Shots are typically a few seconds long, but can be much shorter (less than a second) or minutes long in rare cases. Detecting shot boundaries is largely a visual task and very accurate computer vision algorithms have been designed and are available. We used an in-house shot segmentation algorithm, but similar results can be achieved with open source solutions such as PySceneDetect and TransNet v2.

2- Shot deduplication

Our early attempts surfaced many near-duplicate shots. Imagine two people having a conversation in a scene. It’s common to cut back and forth as each character delivers a line.

A dialogue sequence from Stranger Things Season 1.

These near-duplicate shots are not very interesting for match cutting and we quickly realized that we need to filter them out. Given a sequence of shots, we identified groups of near-duplicate shots and only retained the earliest shot from each group.

Identifying near-duplicate shots

Given the following pair of shots, how do you determine if the two are near-duplicates?

Near-duplicate shots from Stranger Things.

You would probably inspect the two visually and look for differences in colors, presence of characters and objects, poses, and so on. We can use computer vision algorithms to mimic this approach. Given a shot, we can use an algorithm that’s been trained on a large dataset of videos (or images) and can describe it using a vector of numbers.

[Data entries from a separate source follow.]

PR #8137, opened 2026-06-29
python: per-bundle recipe attribution and whole-tree PrepareRecipe

shanman190:
## What

Brings the Python (pip) RPC recipe server to parity with the C#, JS, and Go servers across three features.

### Per-bundle recipe attribution (GetMarketplace)

The Python server emitted origin-less `GetMarketplace` rows, so the host worked around the resulting over-attribution by reading the bundle's recipes from the `InstallRecipes` response instead (a bolt-on). `GetMarketplace` rows now carry each recipe's origin `packageName` — recorded per-distribution during discovery/install and looked up via `RecipeAttribution.package_for` — so the host's `toMarketplace` attributes each recipe to its own bundle. The reader (`PipRecipeBundleReader`) now reads from `getMarketplace(bundle)`, and the install-response `recipes` bolt-on is retired (dropped from the Python response and the `InstallRecipesResponse` DTO; the response is back to `{recipesInstalled, version}`, matching the other ecosystems). Local-path installs with no package identity stay unattributed and fall back to the requested bundle.

### Whole-tree (one-shot) PrepareRecipe + recursive validation

`PrepareRecipe` now prepares the whole recipe tree in one call and returns it as `recipeList` (the child prepared responses), mirroring the other servers, so the host builds the tree locally instead of a `PrepareRecipe` round trip per child. Required-option validation lives in that recursion (`_prepare_instance`), so it covers the whole tree — each node is validated against the values its parent set, not just the root. A child hosted on the peer (an `RpcRecipe`) is emitted as `delegatesTo` for the host to resolve; the rest are prepared and validated recursively.

## Testing

- New attribution tests (per-row `packageName` emit, unattributed → `None`) and prepare tests (missing required option rejected at the root and recursively for a composite's child; whole-tree `recipeList`).
- Migrated the two install-response attribution tests to the GetMarketplace path.
- Python suite green; `rewrite-python` Java compiles.

### DIFF
--- a/rewrite-python/src/main/java/org/openrewrite/python/marketplace/PipRecipeBundleReader.java
+++ b/rewrite-python/src/main/java/org/openrewrite/python/marketplace/PipRecipeBundleReader.java
@@ -34,9 +34,6 @@ public class PipRecipeBundleReader implements RecipeBundleReader {
 
     @Override
     public RecipeMarketplace read() {
-        // GetMarketplace rows now carry each recipe's origin packageName, so toMarketplace keeps
-        // only this bundle's recipes — the round trip that used to over-attribute the whole
-        // singleton marketplace to this bundle is now safe.
         return rpc.getMarketplace(bundle);
     }
 
--- a/rewrite-python/src/main/java/org/openrewrite/python/marketplace/PipRecipeBundleReader.java
+++ b/rewrite-python/src/main/java/org/openrewrite/python/marketplace/PipRecipeBundleReader.java
@@ -19,13 +19,11 @@ import lombok.Getter;
 import lombok.RequiredArgsConstructor;
 import org.openrewrite.Recipe;
 import org.openrewrite.config.RecipeDescriptor;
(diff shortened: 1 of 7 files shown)


rewrite-python/src/main/java/org/openrewrite/python/marketplace/PipRecipeBundleReader.java
```diff
@@ -19,33 +19,25 @@
...
-    private final InstallRecipesResponse installResponse;
 
     @Override
     public RecipeMarketplace read() {
-        GetMarketplaceResponse response = new GetMarketplaceResponse();
-        response.addAll(installResponse.recipesOrEmpty());
-        return response.toMarketplace(bundle);
+        // GetMarketplace rows now carry each recipe's origin packageName, so toMarketplace keeps
+        // only this bundle's recipes — the round trip that used to over-attribute the whole
+        // singleton marketplace to this bundle is now safe.
```
shanman190:
```suggestion
```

An encoder represents a shot from Stranger Things using a vector of numbers.

Given this algorithm (typically called an encoder in this context), we can extract a vector (aka embedding) for a pair of shots, and compute how similar they are. The vectors that such encoders produce tend to be high dimensional (hundreds or thousands of dimensions).

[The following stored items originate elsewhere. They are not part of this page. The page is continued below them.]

PR #2772, opened 2024-07-09
Made chunk reading explicit when using read or pread

rpecka:
Resolved an issue where reading a file in chunks using an unbounded range would read from the current file pointer even for regular files.

### Motivation:

When a `FileChunks` object is initialized, it checks if the range is set to `0..<Int.max`. If it is, then instead of reading using a series of offsets and the `pread` sys call, it uses the `read` syscall repeatedly. This is fine if the read is the first ever of this type for a file, but if we read this way twice, then the second call will be affected by the side file pointer effect from the first call.

For example:
```swift
// Read the file the first time. This will repeatedly call `read` until EOF.
var firstRead = ByteBuffer()
for try await chunk in handle.readChunks(in: 0..<Int.max, chunkLength: .bytes(128)) {
  XCTAssertLessThanOrEqual(chunk.readableBytes, 128)
  firstRead.writeImmutableBuffer(chunk)
}
// Read the file again using `read` until EOF. This will read zero bytes since the previous call moved the file pointer to the end of the file without resetting it.
var secondRead = ByteBuffer()
for try await chunk in handle.readChunks(in: 0..<Int.max, chunkLength: .bytes(128)) {
  XCTAssertLessThanOrEqual(chunk.readableBytes, 128)
  secondRead.writeImmutableBuffer(chunk)
}
```

The main issue is that the `read` syscall affects the file pointer while the `pread` syscall does not.

### Modifications:

- Add a `readChunksFromFilePointer` to `ReadableFileHandleProtocol` to explicitly read from the current file pointer instead of relying on the magic `0..<Int.max` range.
- Rename the `ChunkRange` cases to make what they are doing clearer.

### Result:

Reading `0..<Int.max` over and over again will have the same result each time.


Sources/NIOFileSystem/FileChunks.swift
```diff
@@ -22,8 +22,8 @@ import NIOPosix
 @available(macOS 10.15, iOS 13.0, watchOS 6.0, tvOS 13.0, *)
 public struct FileChunks: AsyncSequence {
     enum ChunkRange {
-        case entireFile
-        case partial(Range<Int64>)
+        case filePointerToEnd
+        case range(Range<Int64>)
```
glbrntt, line 26: I don't think there's any reason to change these names

Sources/NIOFileSystem/FileHandleProtocol.swift
```diff
@@ -202,6 +202,13 @@ public protocol ReadableFileHandleProtocol: FileHandleProtocol {
     ///   - chunkLength: The maximum length of the chunk to read as a ``ByteCount``.
     /// - Returns: A sequence of chunks read from the file.
     func readChunks(in range: Range<Int64>, chunkLength: ByteCount) -> FileChunks
+
+    /// Returns an asynchronous sequence of chunks read from the file starting from the current file pointer.
+    ///
+    /// - Parameters:
+    ///   - size: The maximum length of the chunk to read as a ``ByteCount``.
+    /// - Returns: A sequence of chunks read from the file.
+    func readChunksFromFilePointer(chunkLength size: ByteCount) -> FileChunks
```
glbrntt, line 211: This isn't quite what I had in mind. Rather than adding new API I think we should use the type of the file to determine how to do the read inside `FileChunks`. Once we know the type of the file we can determine whether the range passed in is acceptable and then call the appropriate read function.

glbrntt (changes requested):

Sources/NIOFileSystem/FileHandleProtocol.swift
rpecka: This would make the checks that happen inside of `.readToEnd` redundant. Should we keep those or remove them?

Sources/NIOFileSystem/FileChunks.swift
rpecka: Isn't `entireFile` misleading because it read from the current file pointer, not from the beginning of the file?

Sources/NIOFileSystem/FileHandleProtocol.swift
rpecka: This also means that calling readToEnd will stat the file twice.

I’m trying out your recommended solution and it also causes problems because if we check the file type in the FileChunks initializer, then that means the function has to be async throws. But the readChunks function from `ReadableFileHandleProtocol` is neither async or throws so that would be an API change.

PR #2775, opened 2024-07-09
HTTPPart Documentation Clarification

dimitribouniol:
Improved documentation for HTTP Parts to clarify how often each part is received.

### Motivation:

It was previously ambiguous if an HTTP head or end part could be send more than once to encode streamed header information, which was not the case, so after clarifying on the [Swift Open Source Slack](https://swift-open-source.slack.com/archives/C9MMT6VGB/p1720516004684889), I propose this new wording.

### Modifications:

Modified the documentation for `HTTPPart`, and added documentation for each of its cases.

### Result:

Less confusion for the next person to explore NIO!


Sources/NIOHTTP1/HTTPTypes.swift
```diff
@@ -125,15 +125,30 @@ public struct HTTPRequestHead: Equatable {
...
-/// which may also contain any trailers that make up the message.
+/// The parts of a complete HTTP message, representing either a request or a response.
+/// 
+/// An HTTP message is made up of:
+/// - a request or status line with several headers, encoded by a single ``HTTPPart/head(_:)`` part,
+/// - zero or more ``HTTPPart/body(_:)`` parts,
+/// - and some optional trailers (represented as headers) in a single ``HTTPPart/end(_:)`` part.
+/// 
+/// To indicate that a complete HTTP message has been sent or received,
+/// an ``HTTPPart/end(_:)`` part should always be used, even when no trailers are included.
```
glbrntt, line 136: "should" is a suggestion, "must" is a requirement so let's use that here:

```suggestion
/// an ``HTTPPart/end(_:)`` part must be used, even when no trailers are included.
```

glbrntt (commented):
Thank you, this looks good, I left one small suggestion though

Sources/NIOHTTP1/HTTPTypes.swift
dimitribouniol: Good callout, thanks!

glbrntt (approved):

dimitribouniol:
@glbrntt Oops, didn't realizing force pushing to rebase on main and get failed tests to re-run would cancel the auto merge 😅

To build some intuition for this process, let’s look at a contrived example with 2 dimensional vectors.

Three shots from Stranger Things and the corresponding vector representations.

The following is a depiction of these vectors:

Shots 1 and 3 are near-duplicates. The vectors representing these shots are close to each other. All shots are from Stranger Things.

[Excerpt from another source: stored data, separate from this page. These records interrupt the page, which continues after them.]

PR #2778, opened 2024-07-10
Dn loop bound box benchmark

dnadoba:
### Motivation:

@Lukasa and @weissi asked for a benchmark

### Modifications:

add benchmark

### Result:

```
----------------------------------------------------------------------------------------------------------------------------
NIOLoopBoundBox.value metrics
----------------------------------------------------------------------------------------------------------------------------

╒══════════════════════════════════════════╤═════════╤═════════╤═════════╤═════════╤═════════╤═════════╤═════════╤═════════╕
│             Malloc (total) *             │      p0 │     p25 │     p50 │     p75 │     p90 │     p99 │    p100 │ Samples │
╞══════════════════════════════════════════╪═════════╪═════════╪═════════╪═════════╪═════════╪═════════╪═════════╪═════════╡
│                 v2.68.0                  │    1001 │    1001 │    1001 │    1001 │    1001 │    1001 │    1001 │    6725 │
├──────────────────────────────────────────┼─────────┼─────────┼─────────┼─────────┼─────────┼─────────┼─────────┼─────────┤
│               Current_run                │       1 │       1 │       1 │       1 │       1 │       1 │       1 │   10000 │
├──────────────────────────────────────────┼─────────┼─────────┼─────────┼─────────┼─────────┼─────────┼─────────┼─────────┤
│                    Δ                     │   -1000 │   -1000 │   -1000 │   -1000 │   -1000 │   -1000 │   -1000 │    3275 │
├──────────────────────────────────────────┼─────────┼─────────┼─────────┼─────────┼─────────┼─────────┼─────────┼─────────┤
│              Improvement %               │     100 │     100 │     100 │     100 │     100 │     100 │     100 │    3275 │
╘══════════════════════════════════════════╧═════════╧═════════╧═════════╧═════════╧═════════╧═════════╧═════════╧═════════╛
```


FranzBusch (approved):

Benchmarks/Benchmarks/NIOCoreBenchmarks/NIOLoopBoundBox.swift
```diff
@@ -0,0 +1,29 @@
...
+import NIOCore
+import NIOEmbedded
+
+func runNIOLoopBoundBoxInPlaceMutation() {
+    let embeddedEventLoop = EmbeddedEventLoop()
+    let boundBox = NIOLoopBoundBox([Int](), eventLoop: embeddedEventLoop)
+    boundBox.value.reserveCapacity(1000)
+
+    for i in 0..<1000 {
+        boundBox.value.append(i)
```
Lukasa, line 24: Can we run this multiple times, for the scaling factor? Ideally we’d only count allocations in the loop body, as we’re otherwise very sensitive to the runtime.

dnadoba: Done. This breaks the benchmarking comparison tool as it now thinks we have improved by 0% instead of 100% 😆
```
$ swift package benchmark baseline compare v2.68.0 --filter="NIOLoopBoundBox.value"  
[...]
----------------------------------------------------------------------------------------------------------------------------
NIOLoopBoundBox.value metrics
----------------------------------------------------------------------------------------------------------------------------

╒══════════════════════════════════════════╤═════════╤═════════╤═════════╤═════════╤═════════╤═════════╤═════════╤═════════╕
│             Malloc (total) *             │      p0 │     p25 │     p50 │     p75 │     p90 │     p99 │    p100 │ Samples │
╞══════════════════════════════════════════╪═════════╪═════════╪═════════╪═════════╪═════════╪═════════╪═════════╪═════════╡
│                 v2.68.0                  │    1001 │    1001 │    1001 │    1001 │    1001 │    1001 │    1001 │       8 │
├──────────────────────────────────────────┼─────────┼─────────┼─────────┼─────────┼─────────┼─────────┼─────────┼─────────┤
│               Current_run                │       0 │       0 │       0 │       0 │       0 │       0 │       0 │     469 │
├──────────────────────────────────────────┼─────────┼─────────┼─────────┼─────────┼─────────┼─────────┼─────────┼─────────┤
│                    Δ                     │   -1001 │   -1001 │   -1001 │   -1001 │   -1001 │   -1001 │   -1001 │     461 │
├──────────────────────────────────────────┼─────────┼─────────┼─────────┼─────────┼─────────┼─────────┼─────────┼─────────┤
│              Improvement %               │       0 │       0 │       0 │       0 │       0 │       0 │       0 │     461 │
╘══════════════════════════════════════════╧═════════╧═════════╧═════════╧═════════╧═════════╧═════════╧═════════╧═════════╛
```
@hassila is this a known issue?

hassila: Hmm, it seems it is normalizing to the slower benchmark instead of the reverse - looks like a plain bug but don't think we've got a case for it - out of office until August so will be a while before I can have a proper look. If you can, file a case would be great - otherwise I'll pick it up when back. 

I would suggest using a scaling factor for your bench mark though and pass it on instead to the function - that way you can get normalized numbers per subiteration

Benchmarks/Benchmarks/NIOCoreBenchmarks/NIOLoopBoundBox.swift
```diff
@@ -0,0 +1,37 @@
...
+func runNIOLoopBoundBoxInPlaceMutation(benchmark: Benchmark) {
+    let embeddedEventLoop = EmbeddedEventLoop()
+    let boundBox = NIOLoopBoundBox([Int](), eventLoop: embeddedEventLoop)
+    boundBox.value.reserveCapacity(1000)
+
+    benchmark.startMeasurement()
+
+    for _ in benchmark.scaledIterations {
+        boundBox.value.removeAll(keepingCapacity: true)
+        for i in 0..<1000 {
```
Lukasa, line 28: We should only have the scaled iterations loop, not this inner one.

dnadoba: How does that protect against runtime allocations?

dnadoba: Also, this is now no longer testing what I wanted to test: the performance of repeated mutation of value. CoW types like Array generally can have one off allocations but that isn't the real problem. The problem is if it happens on every iteration in a loop.

Lukasa: For the future, the reason looping `scaledIterations` times helps is that the malloc values output are divided by `scaledIterations`. This means any allocation that doesn't happen _every_ loop iteration is folded away, so spurious runtime allocations that may slightly differ between runs don't affect our thresholds.

Lukasa (approved):
I'm generally happy with this benchmark.

PR #2779, opened 2024-07-10
Combine the two NIOAsyncChannel channel handlers

glbrntt:
Motivation:

The NIOAsyncChannel allocates 12 times on init. 4 of these allocations come from creating two channel handlers and two channel handler contexts. There's no inherent reason that these channel handlers can't be combined to eliminate two allocations (one handler and one context).

Modifications:

- Combine `NIOAsyncChannelInboundStreamChannelHandler` and `NIOAsyncChannelOutboundWriterHandler` into a single `NIOAsyncChannelHandler`. Most of this was straightforward as only a few handler operations were duplicated across both.
- Add a 'NIOAsyncChannelHandlerWriterDelegate' in place of the 'NIOAsyncChannelOutboundWriterHandler.Delegate'. One knock on from this is that the new delegate stores callbacks rather than the concrete type of the handler. This is necessary to prevent the generics from the new channel handler bubbling up to the outbound writer (which would break API and be somewhat odd).

Result:

Fewer allocations


FranzBusch (approved):
Nice!

PR #2780, opened 2024-07-10
[GHA] Benchmark job

FranzBusch:
# Motivation

We need to run our `benchmark-package` based benchmarks on GH action as well. This is another part that we can make reusable for other packages.

# Modification

Add a new `benchmarks-linux` job to the reusable workflow.

# Result

One more CI flow migrated.


FranzBusch:

glbrntt (approved):
Looks good but just wondering about the approach here as each job implicitly picks up all Swift versions to run on which isn't that flexible. One example which comes to mind is a new package starting with support only for the latest version of Swift. It seems like the step should be the reusable component (I'm not familiar with GH workflows so don't know how feasible this is) or that each job should take platforms as a parameter.

FranzBusch:
> Looks good but just wondering about the approach here as each job implicitly picks up all Swift versions to run on which isn't that flexible. One example which comes to mind is a new package starting with support only for the latest version of Swift. It seems like the step should be the reusable component (I'm not familiar with GH workflows so don't know how feasible this is) or that each job should take platforms as a parameter.

Making the minimum Swift version configurable is on the list. I was thinking about having a general input of minimum version and then skipping both unit and benchmarks depending on that input.

glbrntt:
What about other platforms?

FranzBusch:

FranzBusch:
> What about other platforms?

I think we can use a similar concept. It depends on well toolchain installation is going to work on the macOS runners.

FranzBusch:

PR #2781, opened 2024-07-11
[GHA] Add license header check

FranzBusch:
# Motivation

We need to make sure all code files have the appropriate license headers in place. This is currently part of the soundness check and we need to replace this with a GH action.

# Modification

Adds a new job to the reusable workflow the check all files for license headers. Since some files are ignored every repo can specify a `.licenseignore` file.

Shots 1 and 3 are near-duplicates and we see that vectors 1 and 3 are close to each other. We can quantify closeness between a pair of vectors using cosine similarity, which is a value between -1 and 1. Vectors with cosine similarity close to 1 are considered similar.

The following table shows the cosine similarity between pairs of shots:

Shots 1 and 3 have high cosine similarity (0.96) and are considered near-duplicates while shots 1 and 2 have a smaller cosine similarity value (0.42) and are not considered near-duplicates. Note that the cosine similarity of a vector with itself is 1 (i.e. it’s perfectly similar to itself) and that cosine similarity is commutative. All shots are from Stranger Things.

This approach helps us to formalize a concrete algorithmic notion of similarity.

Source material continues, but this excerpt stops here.